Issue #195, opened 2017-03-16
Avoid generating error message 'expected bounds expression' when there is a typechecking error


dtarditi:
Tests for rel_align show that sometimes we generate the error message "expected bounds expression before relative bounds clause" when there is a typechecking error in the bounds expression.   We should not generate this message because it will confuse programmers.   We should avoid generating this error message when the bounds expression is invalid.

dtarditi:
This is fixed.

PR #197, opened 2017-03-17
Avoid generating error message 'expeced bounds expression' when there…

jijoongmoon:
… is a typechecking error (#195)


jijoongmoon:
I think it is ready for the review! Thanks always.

---

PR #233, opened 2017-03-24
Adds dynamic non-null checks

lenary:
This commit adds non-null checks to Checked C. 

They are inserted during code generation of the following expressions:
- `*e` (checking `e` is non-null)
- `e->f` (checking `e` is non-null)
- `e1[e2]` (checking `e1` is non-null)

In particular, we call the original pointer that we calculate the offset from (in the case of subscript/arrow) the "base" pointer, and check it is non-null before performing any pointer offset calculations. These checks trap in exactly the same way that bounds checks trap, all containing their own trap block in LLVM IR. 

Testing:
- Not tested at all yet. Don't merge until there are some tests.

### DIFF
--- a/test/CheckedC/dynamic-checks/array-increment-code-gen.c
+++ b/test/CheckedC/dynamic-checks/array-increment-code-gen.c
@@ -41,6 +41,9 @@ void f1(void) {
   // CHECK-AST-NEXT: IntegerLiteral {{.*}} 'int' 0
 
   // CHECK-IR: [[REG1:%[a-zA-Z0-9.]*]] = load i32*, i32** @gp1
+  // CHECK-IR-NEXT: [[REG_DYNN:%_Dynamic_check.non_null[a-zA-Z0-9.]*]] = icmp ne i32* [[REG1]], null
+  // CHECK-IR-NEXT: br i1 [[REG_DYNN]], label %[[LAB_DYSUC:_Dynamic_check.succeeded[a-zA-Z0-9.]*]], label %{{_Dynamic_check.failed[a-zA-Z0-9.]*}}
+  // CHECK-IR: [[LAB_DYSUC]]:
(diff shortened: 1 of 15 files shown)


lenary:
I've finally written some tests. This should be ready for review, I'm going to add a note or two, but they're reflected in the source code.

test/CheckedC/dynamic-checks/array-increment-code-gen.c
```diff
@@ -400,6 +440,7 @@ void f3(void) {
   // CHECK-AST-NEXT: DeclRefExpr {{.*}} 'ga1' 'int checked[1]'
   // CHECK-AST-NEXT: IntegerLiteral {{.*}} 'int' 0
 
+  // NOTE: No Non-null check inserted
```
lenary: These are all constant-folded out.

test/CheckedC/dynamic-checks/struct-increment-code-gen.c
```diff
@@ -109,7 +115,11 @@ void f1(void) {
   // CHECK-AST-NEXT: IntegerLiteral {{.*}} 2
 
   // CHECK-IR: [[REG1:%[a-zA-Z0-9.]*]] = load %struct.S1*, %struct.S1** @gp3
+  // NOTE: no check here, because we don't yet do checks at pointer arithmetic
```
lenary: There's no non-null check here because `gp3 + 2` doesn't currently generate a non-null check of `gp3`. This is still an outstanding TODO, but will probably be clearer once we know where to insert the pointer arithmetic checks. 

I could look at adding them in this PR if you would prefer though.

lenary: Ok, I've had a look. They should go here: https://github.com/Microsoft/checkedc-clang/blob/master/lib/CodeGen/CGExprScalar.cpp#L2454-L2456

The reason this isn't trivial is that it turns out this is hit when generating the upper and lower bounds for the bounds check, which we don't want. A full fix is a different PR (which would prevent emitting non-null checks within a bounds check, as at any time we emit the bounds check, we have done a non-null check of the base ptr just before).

==

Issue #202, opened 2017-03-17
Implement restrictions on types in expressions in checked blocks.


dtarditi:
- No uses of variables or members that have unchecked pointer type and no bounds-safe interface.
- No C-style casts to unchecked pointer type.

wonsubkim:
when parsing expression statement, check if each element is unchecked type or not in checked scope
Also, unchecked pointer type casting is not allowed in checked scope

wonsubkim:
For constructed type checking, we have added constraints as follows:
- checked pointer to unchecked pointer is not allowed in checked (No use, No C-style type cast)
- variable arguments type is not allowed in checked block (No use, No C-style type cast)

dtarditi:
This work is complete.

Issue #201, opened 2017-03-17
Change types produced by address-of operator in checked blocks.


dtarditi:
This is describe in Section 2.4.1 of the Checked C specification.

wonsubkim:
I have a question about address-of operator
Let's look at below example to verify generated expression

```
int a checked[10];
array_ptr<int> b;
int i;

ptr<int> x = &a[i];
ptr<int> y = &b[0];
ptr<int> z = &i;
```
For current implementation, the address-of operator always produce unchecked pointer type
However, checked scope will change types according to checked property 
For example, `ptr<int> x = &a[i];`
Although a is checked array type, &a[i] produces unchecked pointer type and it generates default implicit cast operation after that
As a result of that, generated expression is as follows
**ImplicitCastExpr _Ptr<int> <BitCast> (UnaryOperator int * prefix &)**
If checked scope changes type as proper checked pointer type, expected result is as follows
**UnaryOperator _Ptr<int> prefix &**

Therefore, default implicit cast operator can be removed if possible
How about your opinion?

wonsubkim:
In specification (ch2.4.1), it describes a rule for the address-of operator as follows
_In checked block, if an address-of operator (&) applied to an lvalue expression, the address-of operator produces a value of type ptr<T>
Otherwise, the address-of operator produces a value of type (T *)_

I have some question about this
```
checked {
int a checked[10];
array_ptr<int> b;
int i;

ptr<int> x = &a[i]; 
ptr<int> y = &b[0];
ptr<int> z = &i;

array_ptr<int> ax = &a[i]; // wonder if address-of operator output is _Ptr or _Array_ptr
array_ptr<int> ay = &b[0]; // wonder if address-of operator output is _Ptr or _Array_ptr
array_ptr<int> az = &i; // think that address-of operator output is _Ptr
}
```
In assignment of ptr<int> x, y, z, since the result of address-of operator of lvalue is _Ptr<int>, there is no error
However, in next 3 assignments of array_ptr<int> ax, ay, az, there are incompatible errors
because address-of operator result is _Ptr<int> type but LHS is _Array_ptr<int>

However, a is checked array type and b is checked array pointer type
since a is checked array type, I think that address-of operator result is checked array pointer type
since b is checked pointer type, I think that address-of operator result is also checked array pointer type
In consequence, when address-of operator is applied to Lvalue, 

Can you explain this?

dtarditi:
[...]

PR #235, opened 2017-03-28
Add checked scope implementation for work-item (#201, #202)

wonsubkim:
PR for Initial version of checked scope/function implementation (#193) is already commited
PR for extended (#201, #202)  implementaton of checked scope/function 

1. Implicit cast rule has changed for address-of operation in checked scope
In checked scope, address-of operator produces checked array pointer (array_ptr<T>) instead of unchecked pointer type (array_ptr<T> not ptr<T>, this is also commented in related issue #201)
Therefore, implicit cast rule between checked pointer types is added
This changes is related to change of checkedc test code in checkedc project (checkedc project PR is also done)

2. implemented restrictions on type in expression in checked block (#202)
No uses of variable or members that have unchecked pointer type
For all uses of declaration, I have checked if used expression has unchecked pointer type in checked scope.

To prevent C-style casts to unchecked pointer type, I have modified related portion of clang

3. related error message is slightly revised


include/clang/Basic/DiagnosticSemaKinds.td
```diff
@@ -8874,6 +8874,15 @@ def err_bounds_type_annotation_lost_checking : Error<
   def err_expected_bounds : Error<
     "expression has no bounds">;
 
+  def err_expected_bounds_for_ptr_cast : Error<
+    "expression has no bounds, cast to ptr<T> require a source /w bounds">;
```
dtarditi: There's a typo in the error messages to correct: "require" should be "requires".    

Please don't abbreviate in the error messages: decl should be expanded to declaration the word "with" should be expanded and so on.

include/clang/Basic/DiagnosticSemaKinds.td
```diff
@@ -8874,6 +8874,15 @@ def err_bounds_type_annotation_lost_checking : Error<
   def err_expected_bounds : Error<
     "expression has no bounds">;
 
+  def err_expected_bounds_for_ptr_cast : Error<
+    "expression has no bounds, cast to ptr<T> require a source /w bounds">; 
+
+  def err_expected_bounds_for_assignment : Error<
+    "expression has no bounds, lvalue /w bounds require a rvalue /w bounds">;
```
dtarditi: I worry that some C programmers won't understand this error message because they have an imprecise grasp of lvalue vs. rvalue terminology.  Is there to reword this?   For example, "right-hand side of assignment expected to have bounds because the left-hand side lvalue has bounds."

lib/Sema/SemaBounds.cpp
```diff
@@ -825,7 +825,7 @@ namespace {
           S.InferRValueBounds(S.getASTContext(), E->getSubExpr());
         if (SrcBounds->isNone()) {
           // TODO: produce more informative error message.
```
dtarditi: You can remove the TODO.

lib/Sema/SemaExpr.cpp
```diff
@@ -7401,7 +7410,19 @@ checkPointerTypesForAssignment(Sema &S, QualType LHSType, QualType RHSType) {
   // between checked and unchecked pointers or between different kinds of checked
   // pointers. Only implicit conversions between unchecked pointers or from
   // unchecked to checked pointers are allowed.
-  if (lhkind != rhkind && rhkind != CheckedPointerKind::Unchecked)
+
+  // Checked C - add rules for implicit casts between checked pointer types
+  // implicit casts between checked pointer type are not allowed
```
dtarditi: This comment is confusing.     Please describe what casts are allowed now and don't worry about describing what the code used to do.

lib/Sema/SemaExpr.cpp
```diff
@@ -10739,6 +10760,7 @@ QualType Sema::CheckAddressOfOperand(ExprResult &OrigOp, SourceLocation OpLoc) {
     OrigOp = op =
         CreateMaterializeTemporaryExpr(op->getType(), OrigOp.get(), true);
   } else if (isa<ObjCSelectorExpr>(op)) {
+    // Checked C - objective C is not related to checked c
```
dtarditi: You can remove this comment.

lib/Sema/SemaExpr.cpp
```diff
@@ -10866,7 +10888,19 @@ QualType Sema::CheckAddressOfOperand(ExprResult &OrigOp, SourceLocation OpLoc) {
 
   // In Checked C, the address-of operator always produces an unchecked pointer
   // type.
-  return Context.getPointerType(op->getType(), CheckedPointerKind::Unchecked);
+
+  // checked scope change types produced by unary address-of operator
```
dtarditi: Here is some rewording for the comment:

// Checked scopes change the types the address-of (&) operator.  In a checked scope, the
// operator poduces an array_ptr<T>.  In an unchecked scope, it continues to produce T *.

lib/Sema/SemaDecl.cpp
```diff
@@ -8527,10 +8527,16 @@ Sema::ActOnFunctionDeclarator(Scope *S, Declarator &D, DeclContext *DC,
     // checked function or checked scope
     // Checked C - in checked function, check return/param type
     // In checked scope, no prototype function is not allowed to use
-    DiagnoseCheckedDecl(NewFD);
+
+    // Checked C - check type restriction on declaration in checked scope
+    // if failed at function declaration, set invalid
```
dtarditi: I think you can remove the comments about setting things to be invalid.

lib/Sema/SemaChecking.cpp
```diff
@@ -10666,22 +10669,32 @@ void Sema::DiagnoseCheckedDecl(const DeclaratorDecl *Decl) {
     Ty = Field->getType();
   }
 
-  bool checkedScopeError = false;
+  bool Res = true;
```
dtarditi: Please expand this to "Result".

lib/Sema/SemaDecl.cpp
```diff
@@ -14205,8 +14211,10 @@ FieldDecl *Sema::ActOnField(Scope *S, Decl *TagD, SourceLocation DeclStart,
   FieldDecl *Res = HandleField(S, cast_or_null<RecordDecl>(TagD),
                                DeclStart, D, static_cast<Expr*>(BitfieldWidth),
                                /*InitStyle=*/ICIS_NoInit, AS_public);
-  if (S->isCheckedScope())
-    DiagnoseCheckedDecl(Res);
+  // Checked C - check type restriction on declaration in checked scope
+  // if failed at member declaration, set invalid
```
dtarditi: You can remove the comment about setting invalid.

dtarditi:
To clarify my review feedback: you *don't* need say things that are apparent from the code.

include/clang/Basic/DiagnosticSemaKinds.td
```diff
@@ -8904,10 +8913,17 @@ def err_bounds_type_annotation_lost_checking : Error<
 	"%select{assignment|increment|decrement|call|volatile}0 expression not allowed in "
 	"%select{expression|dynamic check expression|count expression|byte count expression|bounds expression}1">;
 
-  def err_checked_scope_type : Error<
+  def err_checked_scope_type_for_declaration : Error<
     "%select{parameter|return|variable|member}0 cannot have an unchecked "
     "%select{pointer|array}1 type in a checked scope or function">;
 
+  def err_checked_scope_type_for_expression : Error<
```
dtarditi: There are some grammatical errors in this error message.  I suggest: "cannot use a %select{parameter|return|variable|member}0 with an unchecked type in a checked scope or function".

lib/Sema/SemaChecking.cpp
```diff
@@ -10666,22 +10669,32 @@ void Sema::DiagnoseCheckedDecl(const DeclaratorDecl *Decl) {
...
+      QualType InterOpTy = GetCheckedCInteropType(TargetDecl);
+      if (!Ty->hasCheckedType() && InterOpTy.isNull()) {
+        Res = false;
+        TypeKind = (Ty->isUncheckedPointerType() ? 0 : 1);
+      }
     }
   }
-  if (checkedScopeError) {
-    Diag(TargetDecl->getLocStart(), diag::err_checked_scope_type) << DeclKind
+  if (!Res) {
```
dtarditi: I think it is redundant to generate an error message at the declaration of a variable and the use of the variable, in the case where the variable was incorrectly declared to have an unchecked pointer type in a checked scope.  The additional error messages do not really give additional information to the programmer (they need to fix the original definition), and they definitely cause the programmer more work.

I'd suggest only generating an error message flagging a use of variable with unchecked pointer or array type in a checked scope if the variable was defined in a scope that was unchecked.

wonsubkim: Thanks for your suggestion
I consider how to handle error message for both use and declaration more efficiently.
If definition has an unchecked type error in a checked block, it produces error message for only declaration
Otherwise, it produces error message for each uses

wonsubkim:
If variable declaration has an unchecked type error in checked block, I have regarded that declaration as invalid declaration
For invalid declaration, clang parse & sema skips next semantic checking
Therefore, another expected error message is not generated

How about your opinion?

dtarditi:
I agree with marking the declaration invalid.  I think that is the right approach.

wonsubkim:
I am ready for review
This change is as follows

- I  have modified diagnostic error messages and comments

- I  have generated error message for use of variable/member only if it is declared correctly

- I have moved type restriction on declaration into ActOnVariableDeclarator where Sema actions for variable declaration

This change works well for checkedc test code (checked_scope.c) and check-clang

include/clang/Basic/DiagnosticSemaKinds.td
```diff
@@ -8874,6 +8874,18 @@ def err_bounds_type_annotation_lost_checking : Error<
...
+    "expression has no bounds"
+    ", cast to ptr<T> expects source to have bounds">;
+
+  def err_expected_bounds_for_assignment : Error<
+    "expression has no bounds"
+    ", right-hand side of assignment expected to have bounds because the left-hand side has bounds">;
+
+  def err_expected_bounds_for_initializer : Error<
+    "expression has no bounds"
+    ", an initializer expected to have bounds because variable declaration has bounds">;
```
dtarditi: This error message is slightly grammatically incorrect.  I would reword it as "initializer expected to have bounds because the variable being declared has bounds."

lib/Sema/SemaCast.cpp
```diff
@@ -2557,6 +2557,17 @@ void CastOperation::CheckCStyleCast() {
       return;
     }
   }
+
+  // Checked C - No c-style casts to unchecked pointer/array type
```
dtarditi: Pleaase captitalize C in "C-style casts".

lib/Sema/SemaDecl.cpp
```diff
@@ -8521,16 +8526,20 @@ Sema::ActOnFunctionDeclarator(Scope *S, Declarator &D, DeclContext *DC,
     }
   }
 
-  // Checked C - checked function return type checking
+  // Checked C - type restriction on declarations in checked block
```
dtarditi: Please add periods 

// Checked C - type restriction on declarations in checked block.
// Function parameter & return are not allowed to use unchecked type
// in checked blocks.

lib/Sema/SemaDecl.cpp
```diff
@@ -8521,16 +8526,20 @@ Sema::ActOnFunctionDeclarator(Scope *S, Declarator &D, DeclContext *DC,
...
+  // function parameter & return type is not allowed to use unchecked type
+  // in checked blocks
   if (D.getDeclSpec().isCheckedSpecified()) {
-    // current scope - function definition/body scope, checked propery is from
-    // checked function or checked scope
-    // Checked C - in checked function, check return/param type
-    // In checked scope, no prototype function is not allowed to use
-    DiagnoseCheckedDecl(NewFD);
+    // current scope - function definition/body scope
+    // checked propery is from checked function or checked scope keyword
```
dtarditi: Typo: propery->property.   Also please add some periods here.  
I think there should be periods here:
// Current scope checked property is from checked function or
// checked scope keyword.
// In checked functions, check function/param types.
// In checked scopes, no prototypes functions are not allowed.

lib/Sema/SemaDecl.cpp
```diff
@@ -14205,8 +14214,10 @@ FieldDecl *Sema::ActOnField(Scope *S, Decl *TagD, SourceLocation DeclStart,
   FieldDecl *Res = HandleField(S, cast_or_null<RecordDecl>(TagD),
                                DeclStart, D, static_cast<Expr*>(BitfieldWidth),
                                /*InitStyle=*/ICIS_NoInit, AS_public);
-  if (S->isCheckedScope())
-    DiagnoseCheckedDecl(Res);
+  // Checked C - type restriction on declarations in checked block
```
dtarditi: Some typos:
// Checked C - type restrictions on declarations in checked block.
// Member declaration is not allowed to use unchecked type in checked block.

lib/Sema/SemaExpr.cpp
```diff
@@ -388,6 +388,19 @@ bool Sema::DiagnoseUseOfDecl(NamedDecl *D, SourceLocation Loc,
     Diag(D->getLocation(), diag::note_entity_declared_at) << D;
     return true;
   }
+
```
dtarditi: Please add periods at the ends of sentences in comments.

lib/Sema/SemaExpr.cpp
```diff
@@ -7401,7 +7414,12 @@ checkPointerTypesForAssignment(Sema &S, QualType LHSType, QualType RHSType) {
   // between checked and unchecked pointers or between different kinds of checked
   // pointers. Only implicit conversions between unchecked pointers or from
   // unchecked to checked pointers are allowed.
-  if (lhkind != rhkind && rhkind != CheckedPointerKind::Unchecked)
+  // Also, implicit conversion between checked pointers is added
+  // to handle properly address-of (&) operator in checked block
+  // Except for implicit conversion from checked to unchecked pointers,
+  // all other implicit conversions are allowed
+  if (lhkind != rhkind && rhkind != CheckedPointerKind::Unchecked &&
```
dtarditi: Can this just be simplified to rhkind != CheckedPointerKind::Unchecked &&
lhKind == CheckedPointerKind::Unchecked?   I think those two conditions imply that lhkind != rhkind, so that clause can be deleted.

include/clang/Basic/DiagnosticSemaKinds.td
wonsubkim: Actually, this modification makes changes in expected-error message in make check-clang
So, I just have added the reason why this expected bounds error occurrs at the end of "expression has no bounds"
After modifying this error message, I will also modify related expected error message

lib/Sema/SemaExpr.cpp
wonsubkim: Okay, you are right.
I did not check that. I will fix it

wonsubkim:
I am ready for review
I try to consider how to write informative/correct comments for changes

What is required:
Please reproduce the lines from the line with "test/CheckedC/dynamic-checks/struct-increment-code-gen.c" to the line with "The reason this", both ends included, exactly as they appear above.

Result:
test/CheckedC/dynamic-checks/struct-increment-code-gen.c
```diff
@@ -109,7 +115,11 @@ void f1(void) {
   // CHECK-AST-NEXT: IntegerLiteral {{.*}} 2
 
   // CHECK-IR: [[REG1:%[a-zA-Z0-9.]*]] = load %struct.S1*, %struct.S1** @gp3
+  // NOTE: no check here, because we don't yet do checks at pointer arithmetic
```
lenary: There's no non-null check here because `gp3 + 2` doesn't currently generate a non-null check of `gp3`. This is still an outstanding TODO, but will probably be clearer once we know where to insert the pointer arithmetic checks. 

I could look at adding them in this PR if you would prefer though.

lenary: Ok, I've had a look. They should go here: https://github.com/Microsoft/checkedc-clang/blob/master/lib/CodeGen/CGExprScalar.cpp#L2454-L2456

The reason this isn't trivial is that it turns out this is hit when generating the upper and lower bounds for the bounds check, which we don't want. A full fix is a different PR (which would prevent emitting non-null checks within a bounds check, as at any time we emit the bounds check, we have done a non-null check of the base ptr just before).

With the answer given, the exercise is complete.